[Start of Attachment]
PR #162, opened 2021-06-25
docker_container - adding publish_all_ports option

### LINKED ISSUE #8: docker_container cannot use --publish and --publish-all at the same time
##### SUMMARY

When `--publish` and `--publish-all` are used at the same time, other ports except the specified port can be randomly allocated.
```
docker run -d -P -p 8080:8080 Nginx
```
Here, port 80 of Nginx will be randomly allocated.

```
CONTAINER ID        IMAGE               COMMAND                  CREATED             STATUS              PORTS                                           NAMES
f7253236b603        nginx               "/docker-entrypoint.…"   5 minutes ago       Up 5 minutes        0.0.0.0:8080->8080/tcp, 0.0.0.0:32793->80/tcp   xenodochial_ganguly
```

`docker_container` doesn't have this.

##### ISSUE TYPE
- Bug Report

##### COMPONENT NAME

docker_container

##### ANSIBLE VERSION

```paste below
nsible 2.9.13
  config file = None
  configured module search path = ['/Users/tacyuuhon/.ansible/plugins/modules', '/usr/share/ansible/plugins/modules']
  ansible python module location = /usr/local/lib/python3.8/site-packages/ansible
  executable location = /usr/local/bin/ansible
  python version = 3.8.5 (default, Jul 21 2020, 10:48:26) [Clang 11.0.3 (clang-1103.0.32.62)]
```

##### CONFIGURATION

```paste below
ANSIBLE_NOCOWS(/Users/tacyuuhon/ansible/ansible.cfg) = True
HOST_KEY_CHECKING(/Users/tacyuuhon/ansible/ansible.cfg) = False
```

###### OS
MacOS / Darwin w022581902977m 19.6.0 Darwin Kernel Version 19.6.0: Thu Jun 18 20:49:00 PDT 2020; root:xnu-6153.141.1~1/RELEASE_X86_64 x86_64

###### Docker
```
Client: Docker Engine - Community
 Version:           19.03.12
 API version:       1.40
 Go version:        go1.13.10
 Git commit:        48a66213fe
 Built:             Mon Jun 22 15:46:54 2020
 OS/Arch:           linux/amd64
 Experimental:      false

Server: Docker Engine - Community
 Engine:
  Version:          19.03.12
  API version:      1.40 (minimum version 1.12)
  Go version:       go1.13.10
  Git commit:       48a66213fe
  Built:            Mon Jun 22 15:45:28 2020
  OS/Arch:          linux/amd64
  Experimental:     false
 containerd:
  Version:          1.2.13
  GitCommit:        7ad184331fa3e55e52b890ea95e65ba581ae3429
 runc:
  Version:          1.0.0-rc10
  GitCommit:        dc9208a3303feef5b3839f4323d9beb36df0a9dd
 docker-init:
  Version:          0.18.0
  GitCommit:        fec3683
```

##### STEPS TO REPRODUCE

```yaml
docker_container:
  name: "nginx"
  image: nginx
  pull: yes
  ports:
    - 8080:8080
    - all
  state: started
```

##### EXPECTED RESULTS

Except for the specified port, the remaining ports are randomly assigned by docker.

##### ACTUAL RESULTS

```paste below
CONTAINER ID        IMAGE               COMMAND                  CREATED              STATUS              PORTS                   NAMES
d1367ad373e0        nginx               "/docker-entrypoint.…"   About a minute ago   Up About a minute   0.0.0.0:32796->80/tcp   nginx
```

Ajpantuso:
##### SUMMARY
Adding `publish_all_ports` option to accurately reflect Docker CLI behavior.
Fixes #8
##### ISSUE TYPE
- Feature Pull Request
##### COMPONENT NAME
plugins/modules/docker_container.py
##### ADDITIONAL INFORMATION
The Docker API and Docker CLI combine the use of `ports` and `publish_all_ports` similarly, but the module logic was treating these as mutually exclusive values. This change simply splits the options such that the old way of publishing all ports is available until deprecation, but the new way will work as intended.

The following task:
```yaml
 - hosts: localhost
   collections:
     - community.docker
   tasks:
     - docker_container:
         name: "nginx"
         image: nginx
         pull: yes
         publish_all_ports: true
         ports:
           - 8080:8080
         state: started
       become: true
```
now results in:
```bash
CONTAINER ID        IMAGE               COMMAND                  CREATED             STATUS              PORTS                                           NAMES
94798f1bf0bf        nginx               "/docker-entrypoint.…"   4 seconds ago       Up 3 seconds        0.0.0.0:8080->8080/tcp, 0.0.0.0:32793->80/tcp   nginx
```

### DIFF
--- a/plugins/modules/docker_container.py
+++ b/plugins/modules/docker_container.py
@@ -663,6 +663,13 @@ options:
       - If I(container_default_behavior) is set to C(compatiblity) (the default value), this
         option has a default of C(no).
     type: bool
+  publish_all_ports:
+    description:
+      - Publish all ports to the host.
+      - Any specified port bindings from I(published_ports) will remain intact when C(true).
+    type: bool
+    default: false
+    version_added: 1.8.0
   published_ports:
     description:
       - List of ports to publish from the container to the host.
@@ -677,7 +684,7 @@ options:
         is different from the C(docker) command line utility. Use the L(dig lookup,../lookup/dig.html)
         to resolve hostnames."
       - A value of C(all) will publish all exposed container ports to random host ports, ignoring
-        any other mappings.
+        any other mappings. Use I(publish_all_ports) instead as the use of C(all) will be deprecated in version 2.0.0.
       - If I(networks) parameter is provided, will inspect each network to see if there exists
         a bridge network with optional parameter C(com.docker.network.bridge.host_binding_ipv4).
         If such a network is found, then published ports where no host IP address is specified
@@ -1424,7 +1431,6 @@ class TaskParameters(DockerBaseClass):
                     except ValueError as exc:
                         self.fail("Failed to convert %s to bytes: %s" % (param_name, to_native(exc)))
 
-        self.publish_all_ports = False
         self.published_ports = self._parse_publish_ports()
         if self.published_ports == 'all':
             self.publish_all_ports = True
@@ -3558,6 +3564,7 @@ def main():
         pid_mode=dict(type='str'),
         pids_limit=dict(type='int'),
         privileged=dict(type='bool'),
+        publish_all_ports=dict(type='bool', default=False),
         published_ports=dict(type='list', elements='str', aliases=['ports']),
         pull=dict(type='bool', default=False),
         purge_networks=dict(type='bool', default=False),
--- a/plugins/modules/docker_container.py
+++ b/plugins/modules/docker_container.py
@@ -1761,7 +1761,7 @@ class TaskParameters(DockerBaseClass):
                     'Specifying "all" in published_ports together with port mappings is not properly '
                     'supported by the module. The port mappings are currently ignored. Set publish_all_ports '
                     'to "true" to randomly assign port mappings for those not specified by published_ports. '
-                    'The use of "all" in published_ports will be removed in version 2.0.0.',
+                    'The use of "all" in published_ports next to other values will be removed in version 2.0.0.',
                     collection_name='community.docker', version='2.0.0')
             return 'all'
 
--- a/plugins/modules/docker_container.py
+++ b/plugins/modules/docker_container.py
@@ -668,7 +668,6 @@ options:
       - Publish all ports to the host.
       - Any specified port bindings from I(published_ports) will remain intact when C(true).
     type: bool
-    default: false
     version_added: 1.8.0
   published_ports:
     description:
@@ -1434,11 +1433,11 @@ class TaskParameters(DockerBaseClass):
         self.published_ports = self._parse_publish_ports()
 
         if self.published_ports == 'all':
-            if not self.publish_all_ports:
+            if self.publish_all_ports is None:
                 self.publish_all_ports = True
                 self.published_ports = None
             else:
-                self.fail('"all" is not a valid value for "published_ports" when "publish_all_ports" is "true"')
+                self.fail('"all" is not a valid value for "published_ports" when "publish_all_ports" is specified')
 
         self.ports = self._parse_exposed_ports(self.published_ports)
         self.log("expose ports:")
@@ -3567,7 +3566,7 @@ def main():
         pid_mode=dict(type='str'),
         pids_limit=dict(type='int'),
         privileged=dict(type='bool'),
-        publish_all_ports=dict(type='bool', default=False),
+        publish_all_ports=dict(type='bool'),
         published_ports=dict(type='list', elements='str', aliases=['ports']),
         pull=dict(type='bool', default=False),
         purge_networks=dict(type='bool', default=False),
--- a/plugins/modules/docker_container.py
+++ b/plugins/modules/docker_container.py
@@ -1432,9 +1432,13 @@ class TaskParameters(DockerBaseClass):
                         self.fail("Failed to convert %s to bytes: %s" % (param_name, to_native(exc)))
 
         self.published_ports = self._parse_publish_ports()
+
         if self.published_ports == 'all':
-            self.publish_all_ports = True
-            self.published_ports = None
+            if not self.publish_all_ports:
+                self.publish_all_ports = True
+                self.published_ports = None
+            else:
+                self.fail('"all" is not a valid value for "published_ports" when "publish_all_ports" is "true"')
 
         self.ports = self._parse_exposed_ports(self.published_ports)
         self.log("expose ports:")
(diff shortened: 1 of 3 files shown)


felixfontein:
You also have to update the deprecation message: https://github.com/ansible-collections/community.docker/blob/18e6bd20d26382ddc94680aecdb3f51df36180a1/plugins/modules/docker_container.py#L1757-L1763.

Also using `all` in `published_ports` should not be allowed if `publish_all_ports` is set to `true`.

Ajpantuso:
> You also have to update the deprecation message:

Done.
> Also using `all` in `published_ports` should not be allowed if `publish_all_ports` is set to `true`.

Module will now fail in this scenario.

felixfontein:
Cool, thanks!

Can you add a test to tests/integration/targets/docker_container/tasks/tests/ports.yml which makes sure that `published_ports: all` is equivalent to `publish_all_ports=true`? (i.e. one more task in the `published_ports: all` series)

plugins/modules/docker_container.py
```diff
@@ -663,6 +663,13 @@
       - If I(container_default_behavior) is set to C(compatiblity) (the default value), this
         option has a default of C(no).
     type: bool
+  publish_all_ports:
+    description:
+      - Publish all ports to the host.
+      - Any specified port bindings from I(published_ports) will remain intact when C(true).
+    type: bool
+    default: false
```
felixfontein, line 671: Right now I'm not really happy with the default for `publish_all_ports`. This is only partially a problem with this PR though, since that behavior was already there before.

The problem is that right now, if the user does not specify `published_ports`, the published ports are not checked for idempotence - **but** the `publish_all_ports` flag is! (If a container has it set, and `docker_container`'s `published_ports` isn't specified, the container will be recreated since there's a config mismatch!) I would argue that the current behavior is a bug, but potentially people depend on it...

The *correct* behavior would be (before this PR) to set `publish_all_ports = None`, and only set it to `True`/`False` if `published_ports` is passed to the module. With the new option it get's a bit more complicated, but it should also not be a problem.

The main problem is what do we do about the old problem. I'm currently tending to treat it as a bug and simply fix it. This changes behavior, but since it prevents container recreation in some situations, I think it's more acceptable than it would be the other way around. What do you think?

Ajpantuso: I tend to agree with you. Any predictable side-effect could be misunderstood as a feature, but the module already has a feature (`recreate`) to let users force recreation in a more obvious way if desired. In other words if they really needed the container to be recreated they should use the intended option otherwise the module is falsely reporting config changes which is a bug.

plugins/modules/docker_container.py
```diff
@@ -1424,11 +1431,14 @@ def __init__(self, client):
                     except ValueError as exc:
                         self.fail("Failed to convert %s to bytes: %s" % (param_name, to_native(exc)))
 
-        self.publish_all_ports = False
         self.published_ports = self._parse_publish_ports()
+
         if self.published_ports == 'all':
-            self.publish_all_ports = True
-            self.published_ports = None
+            if not self.publish_all_ports:
```
felixfontein, line 1437:
```suggestion
            if self.publish_all_ports is None:
```

plugins/modules/docker_container.py
```diff
@@ -1424,11 +1431,14 @@ def __init__(self, client):
...
+                self.publish_all_ports = True
+                self.published_ports = None
+            else:
+                self.fail('"all" is not a valid value for "published_ports" when "publish_all_ports" is "true"')
```
felixfontein, line 1441:
```suggestion
                self.fail('"all" is not a valid value for "published_ports" when "publish_all_ports" is specified')
```

felixfontein (commented):
I think we should also have a set of integration tests for idempotency (and changed status) of `publish_all_ports` combined with `published_ports`.

Ajpantuso:
> I think we should also have a set of integration tests for idempotency (and changed status) of `publish_all_ports` combined with `published_ports`.

Not sure if I understood fully, but I added tests that cover transitions between different combinations of these options.

plugins/modules/docker_container.py
```diff
@@ -1750,10 +1759,9 @@ def _parse_publish_ports(self):
             if len(self.published_ports) > 1:
                 self.client.module.deprecate(
                     'Specifying "all" in published_ports together with port mappings is not properly '
-                    'supported by the module. The port mappings are currently ignored. Please specify '
-                    'only port mappings, or the value "all". The behavior for mixed usage will either '
-                    'be forbidden in version 2.0.0, or properly handled. In any case, the way you '
-                    'currently use the module will change in a breaking way',
+                    'supported by the module. The port mappings are currently ignored. Set publish_all_ports '
+                    'to "true" to randomly assign port mappings for those not specified by published_ports. '
+                    'The use of "all" in published_ports will be removed in version 2.0.0.',
```
felixfontein, line 1764:
```suggestion
                    'The use of "all" in published_ports next to other values will be removed in version 2.0.0.',
```
`all` will still be allowed in 2.0.0. What we will do in 2.0.0 is deprecate `all` (with removal in 3.0.0). But that shouldn't be mentioned here.

tests/integration/targets/docker_container/tasks/tests/ports.yml
```diff
@@ -284,3 +298,154 @@
...
+    force_kill: yes
+  register: publish_all_ports_10
+
+- name: publish_all_ports (false -> null with published_ports)
+  docker_container:
+    image: "{{ docker_test_image_alpine }}"
+    command: '/bin/sh -c "sleep 10m"'
+    name: "{{ cname }}"
+    state: started
+    publish_all_ports: false
```
felixfontein, line 425:
```suggestion
```

felixfontein (commented):
Right now, you're only testing `publish_all_ports` not specified after `publish_all_ports: false`. You must also test `publish_all_ports` not specified after `publish_all_ports: true`, since that's the actually interesting and important case.

Ajpantuso:
> Right now, you're only testing `publish_all_ports` not specified after `publish_all_ports: false`. You must also test `publish_all_ports` not specified after `publish_all_ports: true`, since that's the actually interesting and important case.

Ok, made the tests easier to read this time and 'true to unspecified' is now covered.

tests/integration/targets/docker_container/tasks/tests/ports.yml
```diff
@@ -303,149 +303,78 @@
...
-      - publish_all_ports_4 is not changed
-      - publish_all_ports_5 is not changed
-      - publish_all_ports_6 is changed
-      - publish_all_ports_7 is changed
-      - publish_all_ports_8 is not changed
-      - publish_all_ports_9 is changed
-      - publish_all_ports_10 is not changed
-      - publish_all_ports_11 is not changed
+      - publish_all_ports.results[index].changed == publish_all_ports_test_cases[index].changed
+  loop: "{{ range(0, publish_all_ports_test_cases | length) | list }}"
```
felixfontein, line 378: For things like this, the `indexed_items` lookup is also pretty useful (https://docs.ansible.com/ansible/latest/collections/ansible/builtin/indexed_items_lookup.html#ansible-collections-ansible-builtin-indexed-items-lookup).

felixfontein (approved):

tests/integration/targets/docker_container/tasks/tests/ports.yml
Ajpantuso: Thanks, I updated it to the `loop` analouge.

felixfontein (approved):

felixfontein:
@Ajpantuso thanks a lot for implementing this!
[End of Attachment]
◆ Task item ◆
Filter the data for the string "different". Copy each matching line.

◆ Response ◆
         is different from the C(docker) command line utility. Use the L(dig lookup,../lookup/dig.html)
Not sure if I understood fully, but I added tests that cover transitions between different combinations of these options.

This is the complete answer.